Laser-synthesized carbon nanoparticles for nonlinear optical limiting effect

Abstract

Nonlinear optical limiting materials have attracted much research effort during recent decades for promising applications in a broad range of areas such as safety protection from intense laser light and nonlinear optical devices for optical processing. Carbon nanomaterials such as carbon nanotubes were demonstrated as excellent candidates for wide-band optical limiting effect towards intense laser irradiation. However, these carbon nanomaterials used previously either have a large size distribution or possess a large aspect ratio, which bring about complex nonlinear optical limiting mechanisms. In this project, uniform carbon nanoparticles were produced by pulsed laser ablation of a bulk target in different environments to study their nonlinear optical limiting properties. A variety of techniques such as transmission electron microscopy, Raman spectroscopy and UV-Vis spectroscopy were used to characterize the nanoparticles obtained.

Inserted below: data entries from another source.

PR #1135, opened 2020-11-04
Color mesh

danlipsa:
@mleotta @russelldj The this the color mesh tool. Please review.

### DIFF
--- a/arrows/vtk/applets/CMakeLists.txt
+++ b/arrows/vtk/applets/CMakeLists.txt
@@ -1,0 +1,30 @@
+#
+# CMake file for the arrows.mvg.applets
+#
+
+set( sources
+  register_applets.cxx
+  color_mesh.cxx
+  )
+
+set( headers
+  color_mesh.h
+  )
+
+###
+# Add our plugin path to the default list
+include_directories( ${CMAKE_CURRENT_BINARY_DIR} )
+
+# Add applet plugin
+kwiver_add_plugin( kwiver_algo_vtk_applets
+  SUBDIR       ${kwiver_plugin_applets_subdir}
+  SOURCES      ${sources} ${headers}
+  PRIVATE      kwiver_algo_core
+               kwiver_algo_vtk
+               kwiver_tools_applet
+               kwiversys
+               vtkIOGeometry
+               vtkIOPLY
+               vtkIOXML
+
+)
--- a/arrows/vtk/applets/CMakeLists.txt
+++ b/arrows/vtk/applets/CMakeLists.txt
@@ -1,5 +1,5 @@
 #
-# CMake file for the arrows.mvg.applets
+# CMake file for the arrows.vtk.applets
 #
 
 set( sources
@@ -10,10 +10,6 @@ set( sources
 set( headers
   color_mesh.h
   )
-
-###
-# Add our plugin path to the default list
-include_directories( ${CMAKE_CURRENT_BINARY_DIR} )
 
 # Add applet plugin
 kwiver_add_plugin( kwiver_algo_vtk_applets
--- a/arrows/vtk/applets/color_mesh.cxx
+++ b/arrows/vtk/applets/color_mesh.cxx
@@ -51,6 +51,7 @@
 #include <vtkOBJReader.h>
 #include <vtkPLYReader.h>
 #include <vtkPLYWriter.h>
+#include <vtkPointData.h>
 #include <vtkXMLPolyDataReader.h>
 #include <vtkXMLPolyDataWriter.h>
 
@@ -121,7 +122,7 @@ public:
   std::string cameras_dir_;
   std::string mask_file_;
   std::string output_mesh_;
-  std::string ply_color_ = "mean";
+  std::string active_attribute_ = "mean";
   int frame_ = -1;
   int frame_sampling_ = 1;
   bool all_frames_ = false;
@@ -203,10 +204,10 @@ public:
       all_frames_ = cmd_args["all-frames"].as<bool>();
       config_->set_value("all_frames", all_frames_);
     }
-    if (cmd_args.count("ply-color"))
+    if (cmd_args.count("active-attribute"))
     {
-      ply_color_ = cmd_args["ply-color"].as<std::string>();
-      config_->set_value("ply_color", ply_color_);
+      active_attribute_ = cmd_args["active-attribute"].as<std::string>();
+      config_->set_value("active_attribute", active_attribute_);
     }
 
     bool valid_config = check_config(config_);
@@ -296,7 +297,7 @@ public:
       "remove_occluded", true,
       "Remove occluded points if parameter is true.");
     config->set_value(
-      "ply_color", ply_color_,
+      "active_attribute", active_attribute_,
       "What is saved in a PLY file, mean or median.");
     config->set_value(
       "remove_masked", true,
@@ -389,7 +390,7 @@ public:
   }
 
   bool save_mesh(vtkSmartPointer<vtkPolyData> mesh,
-                 char const * output_path, char const* ply_color)
+                 char const * output_path)
   {
     std::string ext = ST::GetFilenameExtension(output_path);
     std::string filename_noext = ST::GetFilenameWithoutExtension(output_path);
@@ -406,7 +407,7 @@ public:
     {
       vtkNew<vtkPLYWriter> writer;
       writer->SetFileName(output_path);
-      writer->SetArrayName(ply_color);
+      writer->SetArrayName(mesh->GetPointData()->GetScalars()->GetName());
       writer->AddInputDataObject(mesh);
       writer->Write();
       return true;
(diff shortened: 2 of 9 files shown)


mleotta:
This branch builds on #1128.  It will be easier to review this one once the other branch lands.

mleotta:
I've merged in #1128.  Please merge in the latest master or rebase on it so that this branch only shows new additions.  Also, if you could address the minor style issues commented on #1128 on this branch, that would be nice.

danlipsa:
@mleotta @russelldj I rebased on master and pushed a new version.

arrows/vtk/applets/CMakeLists.txt
```diff
@@ -0,0 +1,27 @@
...
+
+# Add applet plugin
+kwiver_add_plugin( kwiver_algo_vtk_applets
+  SUBDIR       ${kwiver_plugin_applets_subdir}
+  SOURCES      ${sources} ${headers}
+  PRIVATE      kwiver_algo_core
+               kwiver_algo_vtk
+               kwiver_tools_applet
+               kwiversys
+               ${VTK_LIBRARIES}
```
russelldj, line 26: In some of the other applets I believe we link against specific vtk sub-libraries rather than all of them. This certainly seems cleaner, but I was wondering if there's a reason for the other approach?

arrows/vtk/applets/color_mesh.cxx
```diff
@@ -0,0 +1,527 @@
...
+
+class color_mesh::priv : public kwiver::arrows::vtk::mesh_coloration
+{
+public:
+  priv(color_mesh* parent) : p(parent)
+  {
+
+  }
+
+  color_mesh* p;
```
russelldj, line 112: Now that we have `kvt::find_configuration` this isn't used anywhere.

arrows/vtk/applets/color_mesh.cxx
```diff
@@ -0,0 +1,527 @@
...
+      vtkSmartPointer<vtkPolyData> mesh = reader->GetOutput();
+      return mesh;
+    }
+    else
+    {
+      return nullptr;
+    }
+  }
+
+  void save_mesh(vtkSmartPointer<vtkPolyData> mesh, const char* output_path)
```
russelldj, line 370: Did you mention that you are going to write `.obj` and `.ply` as well?

arrows/vtk/applets/color_mesh.cxx
```diff
@@ -0,0 +1,527 @@
...
+    "the average color or with a color for a particular camera is produced.") );
+
+  m_cmd_options->positional_help("\n  input-mesh  - input mesh file."
+                                 "\n  video-file  - input video file."
+                                 "\n  cameras-dir  - input camera directory."
+                                 "\n  output-mesh - output mesh file."
+  );
+
+  m_cmd_options->add_options()
+    ( "a,average-color",
```
russelldj, line 483: Do we have options for median as a config parameter?

russelldj (approved):
Looks good to me, just a few small questions.

arrows/vtk/applets/CMakeLists.txt
danlipsa: Probably the link command would take less time, and also its nice to see all the libraries (if there are not too many). I'll change it.

arrows/vtk/applets/color_mesh.cxx
danlipsa: I don't think so - this is what was originally supported by TeleSculptor. We can certainly add it though.

arrows/vtk/applets/color_mesh.cxx
danlipsa: When that is set, it saves both average and median. We could name it something different?

russelldj: What you're doing seems good to me.

arrows/vtk/applets/color_mesh.cxx
mleotta: @danlipsa please add support for writing to `.ply`. or `.vtp`.  You can decide which writer to use based on provided file extension.  `.ply` is a common output format for TeleSculptor because it can be opened by many more 3rd party programs than `.vtp`.  `.ply` supports color per vertex which we used here when we compute the median or mean color.  `'ply` will not support saving colors for multiple frames.  That was a feature requested by one customer and is not commonly used.  We can skip `.obj` for now because it does not support color per vertex.  However, if we ever get around to using texture maps instead of color per vertex, `.obj` supports texture maps, and I believe `.ply` does not.

arrows/vtk/applets/color_mesh.cxx
mleotta: The common case is computing the combined (e.g. mean or median) color.  So instead of an option for this I think it should save the combined/average color by default unless you used an option, like `--frame`, that indicates otherwise.  We could replace this option with "a,all-colors" instead and have it save colors of all frames if specified.  This would only work if the output file was a `.vtp`.

Note that when the output is not `.vtp` only one color mode (e.g. median or mean) can be saved.  So we should also have an option or configuration parameter to select which of the color arrays is saved.  In TeleSculptor we save whichever one is selected for visualization.

arrows/vtk/applets/color_mesh.cxx
danlipsa: Sounds good. I'll add PLY writing only for the average color. If the user wants PLY with color for multiple frames I'll print an error saying to use VTP.

danlipsa: Or maybe just save it as VTP and print a warning.

danlipsa: Done

arrows/vtk/applets/color_mesh.cxx
danlipsa: Sounds good.  I used "a,all-frames" and "p,ply_color" where ply_color can be mean or median.

arrows/vtk/applets/CMakeLists.txt
```diff
@@ -0,0 +1,30 @@
+#
+# CMake file for the arrows.mvg.applets
```
russelldj, line 2: arrows.vtk.applets

arrows/vtk/applets/CMakeLists.txt
```diff
@@ -0,0 +1,30 @@
...
+  color_mesh.cxx
+  )
+
+set( headers
+  color_mesh.h
+  )
+
+###
+# Add our plugin path to the default list
+include_directories( ${CMAKE_CURRENT_BINARY_DIR} )
```
russelldj, line 16: @mleotta has told me he doesn't think this is needed.

arrows/vtk/applets/register_applets.cxx
```diff
@@ -0,0 +1,67 @@
...
+ * DAMAGES (INCLUDING, BUT NOT LIMITED TO, PROCUREMENT OF SUBSTITUTE GOODS OR
+ * SERVICES; LOSS OF USE, DATA, OR PROFITS; OR BUSINESS INTERRUPTION) HOWEVER
+ * CAUSED AND ON ANY THEORY OF LIABILITY, WHETHER IN CONTRACT, STRICT LIABILITY,
+ * OR TORT (INCLUDING NEGLIGENCE OR OTHERWISE) ARISING IN ANY WAY OUT OF THE USE
+ * OF THIS SOFTWARE, EVEN IF ADVISED OF THE POSSIBILITY OF SUCH DAMAGE.
+ */
+
+/**
+ * \file
+ * \brief register mvg applets into a plugin
```
russelldj, line 33: vtk applets

arrows/vtk/applets/register_applets.cxx
```diff
@@ -0,0 +1,67 @@
...
+
+#include <arrows/vtk/applets/kwiver_algo_vtk_applets_export.h>
+#include <vital/plugin_loader/plugin_loader.h>
+#include <vital/applets/applet_registrar.h>
+
+#include <arrows/vtk/applets/color_mesh.h>
+
+namespace kwiver {
+namespace arrows {
+namespace mvg {
```
russelldj, line 44: namespace vtk

arrows/vtk/applets/register_applets.cxx
```diff
@@ -0,0 +1,67 @@
...
+    return;
+  }
+
+  // -- register applets --
+  reg.register_tool< color_mesh >();
+
+  reg.mark_module_as_loaded();
+}
+
+} // end namespace mvg
```
russelldj, line 65: here as well

russelldj:
The namespaces and exports need to be fixed in `color_mesh.h` and `color_mesh.cxx` as well.

arrows/vtk/applets/color_mesh.cxx
```diff
@@ -0,0 +1,579 @@
...
+    ( "h,help",     "Display applet usage" )
+    ( "m,mask-file",
+      "An input mask video or list of mask images to indicate "
+      "which pixels to ignore.",
+      cxxopts::value<std::string>())
+    ( "o,output-config",
+      "Output a configuration. This may be seeded with a "
+      "configuration file from -c/--config.",
+      cxxopts::value<std::string>() )
+    ( "p,ply-color",
```
mleotta, line 550: As discussed, I'd recommend calling this "active-color-mode" or something similar.  I'm not sure what the abbreviated flag should be since we've already used "a", "c", and "m".

danlipsa:
@russelldj @mleotta David, I think this is ready if you need to merge it in the common branch.

mleotta:
Jenkins test this please

mleotta (approved):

Strong nonlinear optical limiting effect was observed towards 7-ns laser pulses. Influencing factors such as the repetition rate of laser pulses and the nanoparticle concentrations on the limiting performance were included in the study. The physical origin of nonlinear optical limiting for carbon nanoparticles was investigated with time-resolved analysis and theoretical calculations. This study provides useful information for using carbon nanoparticles as novel nonlinear optical limiting materials in areas such as laser eye protection and optical communication.